## How to complete this task
Each line of the data that mentions the string "Thanks" needs to be identified and copied.

## Data for analysis
Issue #2161, opened 2021-05-08
CUDA_VISIBLE_DEVICES environ setting not work in ver. 0.5.0


ChenglongWang:
**Describe the bug**
I'm using `os.environ["CUDA_VISIBLE_DEVICES"] = '0'` to set available GPU instead of specifing device like `cuda:0`. 
Everthing works fine until updating to ver. 0.5.0.  Maybe some GPU-related operations were added in the latest version during import phase.


**To Reproduce**
1. Use one [tutorial](https://github.com/Project-MONAI/tutorials/blob/master/2d_segmentation/torch/unet_training_array.py) for example. 
2. Default behavior: All GPUs are detected and only one gpu is actually used
3. Add `os.environ["CUDA_VISIBLE_DEVICES"] = '0'` after `def main(tempdir):` on line 31.
  - ver. 0.4.x : Only GPU-0 is detected and used.
  - ver. 0.5.0 : All GPUs are detected.


**Environment**
MONAI version: 0.5.0
Numpy version: 1.19.4
Pytorch version: 1.6.0
MONAI flags: HAS_EXT = False, USE_COMPILED = False
MONAI rev id: 2707407fed8c78ccb1c18d1e994a68580457219e

Optional dependencies:                                                                                                                                                                                                                                                        Pytorch Ignite version: 0.4.4
Nibabel version: 3.2.1
scikit-image version: 0.17.2  
Pillow version: 8.0.1
Tensorboard version: 2.5.0a20201221 
gdown version: NOT INSTALLED or UNKNOWN VERSION.                                                                                                                                                                                                                              TorchVision version: 0.7.0
ITK version: 5.1.2
tqdm version: 4.54.1
lmdb version: NOT INSTALLED or UNKNOWN VERSION.
psutil version: 5.7.3

rijobro:
Also I think it's unlikely that MONAI is the cause of your problem, since MONAI doesn't (and I don't think ever has) use the variable `CUDA_VISIBLE_DEVICES`. It can be set with `monai.config.deviceconfig.set_visible_devices(0)`, but this will just call `os.environ["CUDA_VISIBLE_DEVICES"] = '0'`. The rest gets handled by pytorch.

If you think I've missed something, would it be possible to create a minimum example that highlights your point? Preferably using all the same versions for the dependencies and simply switching between `0.4.x` and `0.5.x`? Thanks.

rijobro:
[...]

PR #2174, opened 2021-05-11
fix set visible devices

rijobro:
Fixes https://github.com/Project-MONAI/MONAI/issues/2161.

### Description
In TestTimeAugmentation, I called `torch.cuda` as a default argument to a constructor. This meant that the following code previously worked and now didn't:

```python
import os
import monai
os.environ["CUDA_VISIBLE_DEVICES"] = '0'
```

I fixed the problem and also created a unit test to avoid it happening in the future. The trick is that we shouldn't call `torch.cuda.` during `import monai`.

### Status
**Ready**

### Types of changes

### DIFF
--- a/monai/data/test_time_augmentation.py
+++ b/monai/data/test_time_augmentation.py
@@ -9,7 +9,7 @@
 # See the License for the specific language governing permissions and
 # limitations under the License.
 
-from typing import TYPE_CHECKING, Any, Callable, Dict, List, Optional, Tuple, Union
+from typing import TYPE_CHECKING, Any, Callable, Dict, List, Tuple, Union
 
 import numpy as np
 import torch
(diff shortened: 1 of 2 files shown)


monai/data/test_time_augmentation.py
```diff
@@ -89,7 +89,7 @@ def __init__(
         batch_size: int,
         num_workers: int,
         inferrer_fn: Callable,
-        device: Optional[Union[str, torch.device]] = "cuda" if torch.cuda.is_available() else "cpu",
+        device: Optional[Union[str, torch.device]] = None,
```
Nic-Ma, line 92: I think maybe it's more clear to just use ` cpu` as the default value, `auto-select` logic is easy to cause unexpected behavior. You can refer to the ignite approach:
https://github.com/pytorch/ignite/blob/master/ignite/metrics/metric.py#L207
Which just use:
```py
device: Union[str, torch.device] = torch.device("cpu")
self.device = device
```
What do you think?
Others look good to me.

Thanks.

Nic-Ma (approved):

## Exercise answer
If you think I've missed something, would it be possible to create a minimum example that highlights your point? Preferably using all the same versions for the dependencies and simply switching between `0.4.x` and `0.5.x`? Thanks.
Thanks.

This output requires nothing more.